Sur les demandes accessoires
L'article 696 du Code de procédure civile dispose que la partie perdante est condamnée aux dépens à moins que le juge, par décision motivée, n'en mette la totalité ou une fraction à la charge d'une autre partie.
Par ailleurs, il ressort de l'article 700 du même code que le juge condamne la partie tenue aux dépens ou qui perd son procès à payer à l'autre partie la somme qu'il détermine, au regard des frais exposés et non compris dans les dépens.
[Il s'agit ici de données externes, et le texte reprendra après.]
PR #214, opened 2022-07-02
Updates to Project 2

barulicm:
- Fixes a bug in the launch file
- Fixes mistakes in the instructions
- Adds more code hints throughout the instructions

**Note:** This was tested with the changes in https://github.com/RoboJackets/stsl/pull/30

### DIFF
--- a/projects/week_2/Instructions.md
+++ b/projects/week_2/Instructions.md
@@ -139,7 +139,7 @@ Finally, add the declaration for our second function. This function should be na
 1. A constant `cv::Size` named `map_size`
 
 ```c++
-cv::Mat ProjectToGroundPlane(const cv::Mat input,
+cv::Mat ReprojectToGroundPlane(const cv::Mat input,
                              const cv::Mat homography,
                              const cv::Size map_size);
 ```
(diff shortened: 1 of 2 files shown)


anshulm07 (approved):
Looks good to me!

matthewhannay567 (changes requested):
capture
The output I got is different than the example image in Section 2.
Otherwise, it looks fine.

barulicm:
@matthewhannay567 That looks like you're detecting blue instead of red. Are you sure you used BGR2HSV and not RGB2HSV?

matthewhannay567:
capture
@barulicm  This is my FindColors implementation.
Also I'm confused by the fact that the instructions say to use brackets with cv::Scalar, is that actually needed?

barulicm:
Ah ok, I see what's happening now.

The results you're seeing actually highlight most of the world around you as obstacles, and you're only seeing the blue tags as free space. This is because you're only comparing the hue (the first channel) and ignoring the other two channels (saturation and value). The color comparison if statement is meant to check all three channels (as shown in the reference solution):

```C++
if (input_color[0] >= range_min[0] && input_color[0] <= range_max[0] &&
  input_color[1] >= range_min[1] && input_color[1] <= range_max[1] &&
  input_color[2] >= range_min[2] && input_color[2] <= range_max[2])
{
  output.at<uint8_t>(r, c) = 255;
} else {
  output.at<uint8_t>(r, c) = 0;
}
```

The brackets (assuming you're talking about the `[0]` part) are required because the OpenCV types used here don't have comparison operators defined on them. We can't just write `input_color > range_min` because that operator doesn't actually exist. So, instead, we grab each element from the `Scalar`s and compare them individually.

Let me know if you have any ideas on how to make that section of the instructions more clear.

Dans tous les cas, le juge tient compte de l'équité ou de la situation économique de la partie condamnée. Il peut, même d'office, pour des raisons tirées des mêmes considérations, dire qu'il n'y a pas lieu à ces condamnations.
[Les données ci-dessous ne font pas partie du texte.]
PR #215, opened 2022-07-23
Updates to Project 4

barulicm:
This PR makes some improvements and fixes some bugs in Project 4. The project code itself didn't actually need much work, but the navigation stack had a lot of lurking errors in it. Most of this PR ends up actually making nav fixes to get Project 4 working again.

Navigation related changes include:
- param_file -> nav_params_file to avoid name collision with gazebo's params_file argument
- nav2_recoveries -> nav2_behaviors
- Adds empty map server so projects that don't use real-time mapping can still navigate (disabling the static layer doesn't seem to work anymore)
- Updates navigation BT param names to match Humble changes


idale0001 (approved):
The project works on my machine and the changes to the instructions I think were a big help. I don't see anything that needs additional changes, should be ready to merge

PR #237, opened 2025-01-29
Update docker.md to fix so that it gets the correct .sh file

Robert-Jia00129:
The url for .sh file wasn't correct.


MukilanKarthikeyan:
thank you! fixed it with the addition of a curl command as well!

Robert-Jia00129:
I'm spending the following weeks on this software training repo. Would you be available in the following weeks? Can I also message you on RoboJackets slack?

PR #1707, opened 2023-01-30
docs: readme - non ESM example

Michal-Miky-Jankovsky:
## Purpose
Fix old example in the README.md file.

## Changes
require -> import

## Additional information
according to different part of the same document
 > node-fetch from v3 is an ESM-only module - you are not able to import it with require()


jimmywarting (approved):

LinusU (approved):
👍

En l’espèce, Monsieur [X] [D] et Madame [W] [I], parties perdantes, supporterons in solidum la charge des dépens de l’instance et seront condamnés solidairement à verser à Monsieur [K] [J] la somme de 1.000 euros au titre des dispositions de l’article 700 du code de procédure civile.
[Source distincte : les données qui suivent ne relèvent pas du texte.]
PR #1736, opened 2023-04-21
fix: Remove the default connection close header.

### LINKED ISSUE #1735: "socket hang up" / ECONNRESET on consecutive requests with Node.js 19 and Node.js 20
# Overview

When using `node-fetch` on Node.js 19+ to make two consecutive requests to the same web server, we always get the error: `FetchError: request to <URL> failed, reason: socket hang up`

## Details

This error only arises with `node-fetch` and Node.js 19+ (tested using 19.9.0 and 20.0.0), and the web server we were using was Axum. We didn't see this issue when using a node-based proxy to help with debugging - I imagine it depends slightly on the order of TCP packet delivery and latency and the internal state machines of the HTTP servers - but it seems like many HTTP servers would see this issue.

The error appears to only occur where the **second request to the same server in the same round of the event loop as the first request was awaited**, which gives the error:

```
FetchError: request to <URL> failed, reason: socket hang up
```

# Explanation 
## Root cause

We believe the following explains what we're seeing, and is backed up by logs at the end of this post:

* `fetch` sends a `connection: close` header in its first HTTP request...
  * The server responds with a http response, which `fetch` hands back to the caller.
  * The server actions the close connection request by following up the http response with a TCP packet with the `FIN` flag. This marks the end of the connection from the server's point of view. At this point, it does not expect to receive any further requests.
  
* Still in the same event loop, the caller calls fetch again to make its second HTTP request to the same origin.
  * Node.js attempts to send the next request to the host using _the same connection_
  * But the TCP connection is closed at the server's end, so returns a `conn reset` at the TCP layer
  * Resulting in the `socket hang up`

And I believe this may be the cause:

* The first response from the server is handed back to the caller likely in the [poll phase of the event loop round](https://nodejs.org/en/docs/guides/event-loop-timers-and-nexttick#phases-overview)).
* In the mean time, the server has responded to close the TCP connection - but the event loop doesn't get round to handling it (not least because it's not yet in the `close callbacks` phase)
* The caller then attempts to send a new request. But as far as the event loop is concerned, we're still at the `poll` stage, and haven't yet handled the socket close event...
* So I would guess that Node.js internally has yet to close the connection (because it's waiting for the `close callbacks` stage?), so attempts to send the HTTP request on the same (as yet unclosed) connection.
* The server receives this request but has already closed the connection - so responds with connection reset message... which results in `fetch` raising the `socket hang` error.

Basically it's a race condition between the server closing the connection and the client sending the second request... but it happens reproducibly 100% of the time, and is caused by buggy behaviour, possibly in the Node.js agent?

I would imagine that Node.js 19 changed some internal handling of socket closes which delayed the handling of the close when a connection close http request is sent, and introduced - but I'm not sure if it's Node.js or `node-fetch` at fault.

# Actions
## Workarounds

The following both appeared to work - but for what it's worth, I don't think either of these is a "fix" because it's no longer an easy isomorphic drop in for the browser fetch.

* It appears that inserting the line `await new Promise((resolve) => setTimeout(resolve, 0))` before every API call to try to ensure any connections are closed fixes the problem.
* Using a [custom http / https agent](https://github.com/node-fetch/node-fetch#custom-agent) with `keepalive`, eg:
```ts
import http from 'node:http';
import https from 'node:https';

const agentSelector = function(_parsedURL: any) {
    if (_parsedURL.protocol == 'http:') {
        return httpAgent;
    } else {
        return httpsAgent;
    }
}

// ...

const response = await fetch(url, { agent: agentSelector });
```

## Suggestions for fixes

> TLDR: [These lines are incorrect in node-fetch](https://github.com/node-fetch/node-fetch/blob/bcfb71c7d10da252280d13818daab6925e12c368/src/request.js#L291)

There is arguablably issues in both `node-fetch` and Node.js itself.

However this is done, there are race conditions where a server can close a connection at the same time as you try to send another message on the connection - and this needs to be handled - I guess normally this is where applications implement retry logic (although it's an argument that libraries should have this - although maybe not `node-fetch`!)

BUT there is a perfect storm that makes this race condition happen every time (100% reproducible for me and my colleagues):
* It looks like Node.js 19 [changed the default agent to have keepalive true](https://github.com/nodejs/node/commit/4267b92604ad78584244488e7f7508a690cb80d0) - previously the default didn't use keep alive.
* But `node-fetch` is [adding a header to close connections if no agent is specified](https://github.com/node-fetch/node-fetch/blob/bcfb71c7d10da252280d13818daab6925e12c368/src/request.js#L292).

Previously, sending the `Connection: close` header explicitly didn't do anything wrong (even if it wasn't strictly needed). BUT sending a connection close down a keepalive connection isn't very nice behaviour - and trips up node's handling of the connection.

The following are three key fixes that could be made - all of which would fix the issue to various degrees:
* `node-fetch` should not default to sending a `Connection: Close` header if the default agent is set up to use keepalive... Maybe it shouldn't send the connection close header at all and should let Node.js handle it? (raised in #1736 )
* `Node.js` could fix itself so that if it receives a `FIN` it immediately doesn't attempt to send more requests on the same connection. (mentioned in this comment: https://github.com/nodejs/node/issues/47130 as point 1)
* `Node.js` could better pre-emptively handle the scenario where a caller sends a `Connection: close` header (mentioned in this comment: https://github.com/nodejs/node/issues/47130 as point 2)

### Related to point the node-fetch point:

The [node docs on http](https://nodejs.org/api/http.html) say this about the `keepalive` option on the agent:

> `keepAlive` [boolean](https://developer.mozilla.org/en-US/docs/Web/JavaScript/Data_structures#Boolean_type) - Keep sockets around even when there are no outstanding requests, so they can be used for future requests without having to reestablish a TCP connection. Not to be confused with the `keep-alive` value of the `Connection` header. The `Connection: keep-alive` header is always sent when using an agent except when the Connection header is explicitly specified or when the `keepAlive` and `maxSockets` options are respectively set to `false` and `Infinity`, in which case `Connection: close` will be used. Default: `false`.

This suggests to me that Node.js has decent default handling, and we should be letting Node.js handle this and not take matters into our own hands by sending a confusing `Connection: close` header. By sending the header, we could be interfering with Node.js's ability to keep the socket alive if (for example) the `maxSockets` are reached.

Also - the fact we only set `Connection: close` on the request when a user doesn't provide an agent feels a little weird - either it's worth doing when the agent is set to keepalive or not - regardless of whether we use the default agent or not.

-Finally - perhaps `node-fetch` could consider consider respecting the `keepalive` option of `fetch` itself and create the correct agent - with a cache - to prevent it from using the `default` agent - or not even use the `default` agent at all.-
EDIT: Sorry - I'm wrong. The `keepalive` option on fetch is an entirely separate concept, to do with keeping the connection alive after the page ends in the browser (eg a `navigator.sendBeacon` replacement) and not related to http keepalive - which makes sense - fetch is more high-level than that.

# Logs

## TCP Dump
From running `tcpdump -A -ni lo tcp port 3333` to monitor the TCP messages between the server and the `node-fetch` client.

The key parts are ([see reference](https://gist.github.com/tuxfight3r/9ac030cb0d707bb446c7)):
* A 47630->3333 http connection:close request
* Server responds with the http response, followed by a Flags [F.] `FIN` packet (seq
* Another request attempt on the same connection (same port and seq number continues)
* Server response with the reset flag (Flags [R]) `RST` - reset connection packet.

```
19:28:09.351131 IP 127.0.0.1.47630 > 127.0.0.1.3333: Flags [P.], seq 1:225, ack 1, win 512, options [nop,nop,TS val 109329269 ecr 109329241], length 224

POST <PATH1> HTTP/1.1
Connection: close
Host: 127.0.0.1:3333

19:28:09.351166 IP 127.0.0.1.3333 > 127.0.0.1.47630: Flags [.], ack 225, win 510, options [nop,nop,TS val 109329269 ecr 109329269], length 0
19:28:09.352154 IP 127.0.0.1.3333 > 127.0.0.1.47630: Flags [P.], seq 1:2730, ack 225, win 512, options [nop,nop,TS val 109329270 ecr 109329269], length 2729
HTTP/1.1 200 OK
content-type: application/json
content-length: 2619
date: Wed, 19 Apr 2023 17:28:09 GMT

<<response-payload>>
19:28:09.352163 IP 127.0.0.1.47630 > 127.0.0.1.3333: Flags [.], ack 2730, win 497, options [nop,nop,TS val 109329270 ecr 109329270], length 0
19:28:09.352175 IP 127.0.0.1.3333 > 127.0.0.1.47630: Flags [F.], seq 2730, ack 225, win 512, options [nop,nop,TS val 109329270 ecr 109329270], length 0

// Second request

19:28:09.365378 IP 127.0.0.1.47630 > 127.0.0.1.3333: Flags [P.], seq 225:506, ack 2731, win 512, options [nop,nop,TS val 109329283 ecr 109329270], length 281
POST <PATH2> HTTP/1.1
Content-Type: application/json
Accept: */*
Content-Length: 24
User-Agent: node-fetch/1.0 (+https://github.com/bitinn/node-fetch)
Accept-Encoding: gzip,deflate
Connection: close
Host: 127.0.0.1:3333

<REQUEST_BODY_2>
19:28:09.365401 IP 127.0.0.1.3333 > 127.0.0.1.47630: Flags [R], seq 594996662, win 0, length 0
```

## `NODE_DEBUG=net` logs

From running `NODE_DEBUG=net yarn test`

```
/// FIRST REQUEST

NET 54331: createConnection [
  [Object: null prototype] {
    protocol: 'http:',
    slashes: true,
    auth: null,
    host: '127.0.0.1',
    port: '3333',
    hostname: '127.0.0.1',
    hash: null,
    search: null,
    query: null,
    pathname: '<PATH>',
    path: null,
    href: 'http://127.0.0.1:3333/<URL>',
    method: 'POST',
    headers: [Object: null prototype] {
      Accept: [Array],
      'Content-Length': [Array],
      'User-Agent': [Array],
      'Accept-Encoding': [Array],
      Connection: [Array]
    },
    agent: undefined,
    keepAlive: true,
    scheduling: 'lifo',
    timeout: 5000,
    noDelay: true,
    servername: '',
    _agentKey: '127.0.0.1:3333:',
    encoding: null,
    keepAliveInitialDelay: 1000
  },
  [Function (anonymous)],
  [Symbol(normalizedArgs)]: true
]
NET 54331: pipe false null
NET 54331: connect: attempting to connect to 127.0.0.1:3333 (addressType: 4)
NET 54331: _read - n 16384 isConnecting? true hasHandle? true
NET 54331: _read wait for connection
NET 54331: afterConnect
NET 54331: _read - n 16384 isConnecting? false hasHandle? true
NET 54331: Socket._handle.readStart
NET 54331: _read - n 16384 isConnecting? false hasHandle? true

/// SECOND REQUEST

NET 54331: destroy
NET 54331: close
NET 54331: close handle
```

dhedey:
## Purpose
This fixes #1735 and likely replaces #1473.

## Changes

Removes the behaviour to add a `Connection: close` header. This was causing issues in Node.js 19+ (see #1735), but possibly subtle issues in earlier Node.js too. Note that we still expect some users to use `node-fetch` in Node.js 19+ because enabling fetch requires an `--experimental-fetch` command line parameter passed to Node.js and some users (such as people consuming my library which requires a `fetch` implementation) require it.

Instead, we rely on the underlying http implementation in Node.js to handle this, as per the documentation at
https://nodejs.org/api/http.html#new-agentoptions

The [original change introducing this](https://github.com/node-fetch/node-fetch/commit/af21ae6c1c964cd40e48e974af56ea2e1361304f) provided no clear motivation for providing the header, and [the implementation has since been changed to disable this header when an agent is provided](https://github.com/node-fetch/node-fetch/commit/7f68577de44c7d1efe7009b212f7c54a0b4a709b), so I think there is sufficient evidence that removing this header is the correct behaviour.  

If this change is accepted, I'm happy to back-port this into the 2.x branch, as I know some users of my library use 2.x because they can't use ESM.

## Additional information
See  #1735 for background.

___

- [X] I updated the readme
(I didn't add unit tests because the behaviour now depends the presence of the header now depends on the default http agent behaviour, and therefore on the Node.js version being used and I didn't want to introduce that dependency into the tests)

___

- fix #1735 
- replaces #1473

### DIFF
--- a/README.md
+++ b/README.md
@@ -539,7 +539,6 @@ If no values are set, the following request headers will be sent automatically:
 | ------------------- | ------------------------------------------------------ |
 | `Accept-Encoding`   | `gzip, deflate, br` (when `options.compress === true`) |
 | `Accept`            | `*/*`                                                  |
-| `Connection`        | `close` _(when no `options.agent` is present)_         |
 | `Content-Length`    | _(automatically calculated, if possible)_              |
 | `Host`              | _(host and port information from the target URI)_      |
 | `Transfer-Encoding` | `chunked` _(when `req.body` is a stream)_              |
@@ -557,6 +556,8 @@ The `agent` option allows you to specify networking related options which are ou
 - Custom DNS Lookup
 
 See [`http.Agent`](https://nodejs.org/api/http.html#http_new_agent_options) for more information.
+
+If no agent is specified, the default agent provided by Node.js is used. Note that [this changed in Node.js 19](https://github.com/nodejs/node/blob/4267b92604ad78584244488e7f7508a690cb80d0/lib/_http_agent.js#L564) to have `keepalive` true by default. If you wish to enable `keepalive` in an earlier version of Node.js, you can override the agent as per the following code sample. 
 
 In addition, the `agent` option accepts a function that returns `http`(s)`.Agent` instance given current [URL](https://nodejs.org/api/url.html), this is useful during a redirection chain across HTTP and HTTPS protocol.
 
--- a/src/request.js
+++ b/src/request.js
@@ -288,10 +288,6 @@ export const getNodeRequestOptions = request => {
 		agent = agent(parsedURL);
 	}
 
-	if (!headers.has('Connection') && !agent) {
-		headers.set('Connection', 'close');
-	}
-
 	// HTTP-network fetch step 4.2
 	// chunked encoding is handled by Node.js
 


LinusU (approved):
Since this should only affect newer versions of Node.js which previously didn't work correctly, I don't think that this would constitute a major version bump.

LGTM 👍

dhedey:
Thanks @LinusU :).

Is there anything more I can do to help get this merged? Would it help if I raised a separate PR to backport this to the 2.x branch now?

matthewkeil:
Hi there.  We are end users through `cross-fetch` having issues upgrading our system from Node 18 -> 20.  This PR will ultimately help us get updated.  We are curious if there is anything we can assist with to help @dhedey get this across the finish line.  He did an excellent job researching and we are super grateful for his help!!!  Please let us know as we eagerly await this merge

matthewkeil:
Thank you @jimmywarting and @dhedey  🎉

nflaig:
Awesome work guys! It has been really insightful to follow the discussions here and on the node issue. I am wondering if you also plan to backport this to 2.x branch, this would be really appreciated. I guess with more people updating to node 20 it is also quite important to do.

jimmywarting:
Dont know about backporting to v2 is really necessary. It is mostly frezed and dose not really get any new feature updates. Only critical bug fixes and security related stuff.
Tried fixing a BOM text issue by using same text decoder in v2 but it broke som things cuz it was not really well backward compatible for older NodeJS versions. So it has to be reverted quickly. 

Cjs user can still import esm version if they use async import instead. 

const fetch = (...args) => import('node-fetch').then(({default: fetch}) => fetch(...args))

Or update to a node version that has fetch built in

nflaig:
I understand your concerns and might be good to not touch v2, assuming those users are on older node version anyways. The problem is rather with cross-fetch not updating to node-fetch v3, but this has been proposed a while ago already https://github.com/lquixada/cross-fetch/issues/146.

dhedey:
@jimmywarting

Can I start this by saying - I've used node-fetch a lot over the years, and really appreciate the hard work and stewardship of you and the other contributors to this project 👍.

This is a critical bug in my opinion, simply breaking many integrations when using `node-fetch` with more recent versions of node, so in my opinion is really deserving of a fix to the version 2 branch.

I believe this change is low-risk, for a couple of reasons:
* Note that the Connection Close isn't included if an `agent` is provided, which has seen no reported issues.
* I don't believe `Connection: Close` was ever needed. Even on eg Node v4 docs for the default agent, it doesn't mention sending a `Connection: Close` header: https://nodejs.org/docs/latest-v4.x/api/http.html#http_http_globalagent.

I'm happy to put in that PR to version 2 if that's a help.

To add some flavour regarding attention to version 2 - the reality is that:
* Libraries like ours choose `node-fetch` as a polyfill or fallback (or, more specifically, we provide documentation on how our users can use `node-fetch`), and such libraries can't choose to upgrade to v3 without forcing all of _our_ users off cjs / onto ESM, which simply isn't something we are able or willing to do.
* Looking at the version history, across v2 versions, v2 has over 10x the downloads of v3 in the last week: https://www.npmjs.com/package/node-fetch?activeTab=versions - [2.6.12](https://www.npmjs.com/package/node-fetch/v/2.6.12) got 10,648,684
* Why?
  * One of the primary reasons for still using node-fetch now is to support these older applications, or, importantly for building libraries which need to be compatible with different nodejs versions / build / packaging paradigms :). This tail-end of older applications (or, importantly, libraries!) needing compatibility is the main `node-fetch` user base (based on the numbers above). And libraries often can't control which versions of NodeJS they're run under.
  * I would imagine v3 hasn't really taken off because if people are able to use ES modules or using async import of `fetch` then in most cases, they will likely be building an application themselves (not a library) and can just use node's built in fetch. 

It's worth noting that I tried just using `const fetch = (...args) => import('node-fetch').then(({default: fetch}) => fetch(...args))` but importing an ESM module didn't work when I needed to support CJS builds for upstream users. Maybe I did something wrong - but I don't believe broadly that this approach works for libraries.

Don't get me wrong, I'm not trying to criticise v3 at all! But I just wanted to emphasise, that the main user base is still on v2, and in my opinion, almost certainly will always be - because only v2 really captures the USP of "why do I want to use `node-fetch`?" - which (in my experience) is either:
* (A) To provide a `fetch` implementation for my application built on a legacy stack running an old version of node, for reasons outside of my control (grr managers / legacy systems). Such applications are unlikely to be able to support ESM. The workaround above might be possible with some installations/bundlers, but is sufficiently hard to find/understand that many devs I know would just stick on v2 which "seems to work out of the box". OR
* (B) To provide a universally runnable `fetch` implementation for a library capable of running in different node/build configurations, many of which don't support ESM or have fetch enabled

And v3 doesn't work so well for either (A) or (B), so most projects are still running v2 (or would migrate off to `node`'s built in fetch if they upgraded).

jimmywarting:
If you feel like backporting it then go for it

dhedey:
Fantastic, thanks @jimmywarting - Appreciate your support on this.

I've raised the PR here: https://github.com/node-fetch/node-fetch/pull/1765 - over to you to approve and release.

Thanks again!

README.md
```diff
@@ -558,6 +557,8 @@ The `agent` option allows you to specify networking related options which are ou
 
 See [`http.Agent`](https://nodejs.org/api/http.html#http_new_agent_options) for more information.
```
vahid543, line 558: ¹¹

vahid543 (commented):
- [ ]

Enfin, en application de l’article 514 du code de procédure civile, le présent jugement sera assorti de l'exécution provisoire de droit.
PAR CES MOTIFS :
Le Juge des contentieux de la protection, statuant publiquement par mise à disposition du jugement au greffe à la date indiquée à l’issue des débats en audience publique en application de l’article 450 alinéa 2 du Code de procédure civile, par jugement contradictoire et rendu en premier ressort,
DECLARE l'action de Monsieur [K] [J] recevable ;
CONSTATE la résiliation du bail relatif à l'immeuble d'habitation situé [Adresse 2], à [Localité 5], conclu le 25 octobre 2021 entre Monsieur [K] [J] d’une part et Monsieur [X] [D] d’autre part, à compter du 13 mars 2023 ;
DEBOUTE Monsieur [X] [D] de sa demande en délais de paiement suspensifs des effets de la clause résolutoire ;
CONDAMNE Monsieur [X] [D] à libérer les lieux situés [Adresse 2], à [Localité 5], en satisfaisant aux obligations du locataire ;
A défaut,
ORDONNE l’expulsion de Monsieur [X] [D] et celle de tous occupants de son chef, deux mois après la signification d'un commandement de quitter les lieux, avec si nécessaire l’assistance de la force publique et d’un serrurier ;
RAPPELLE, s'agissant des meubles et objets mobiliers laissés dans les lieux, qu'il devra être procédé conformément aux dispositions des articles L433-1 et L433-2 du Code des procédures civiles d'exécution ;
ORDONNE la transmission de la présente décision, par les soins du greffe, au représentant de l'État dans le Département en vue de la prise en charge du relogement du locataire expulsé dans le cadre du plan départemental d'action pour le logement des personnes défavorisées ;
CONDAMNE solidairement Monsieur [X] [D] et Madame [W] [I] à payer à Monsieur [K] [J] la somme de 4.662,42 euros au titre des loyers, charges et indemnités d'occupation impayés, terme du mois d’avril 2024 inclus, assortie des intérêts au taux légal à compter du commandement de payer sur la somme de 2.987,03 et de la présente décision pour le surplus ;
CONDAMNE solidairement Monsieur [X] [D] et Madame [W] [I] à payer à Monsieur [K] [J] une indemnité d'occupation mensuelle égale au montant du loyer mensuel existant et des charges, subissant les augmentations légales, à compter du 1er mai 2024 et jusqu'à la libération effective des lieux, soit la somme actuelle de 783,36 euros ;
CONDAMNE Monsieur [K] [J] à payer à Monsieur [X] [D] la somme de 610 euros au titre de son préjudice de jouissance ;
DEBOUTE Monsieur [X] [D] de sa demande en réparation de son préjudice moral ;
ORDONNE la compensation des sommes dues par chacune des parties ;
CONDAMNE solidairement Monsieur [X] [D] et Madame [W] [I] à payer à Monsieur [K] [J] une somme de 1.000 euros sur le fondement des dispositions de l’article 700 du code de procédure civile ;
CONDAMNE in solidum Monsieur [X] [D] et Madame [W] [I] aux dépens de l’instance ;
RAPPELLE l'exécution provisoire du présent jugement.
Ainsi jugé et prononcé à LILLE, le 19 août 2024.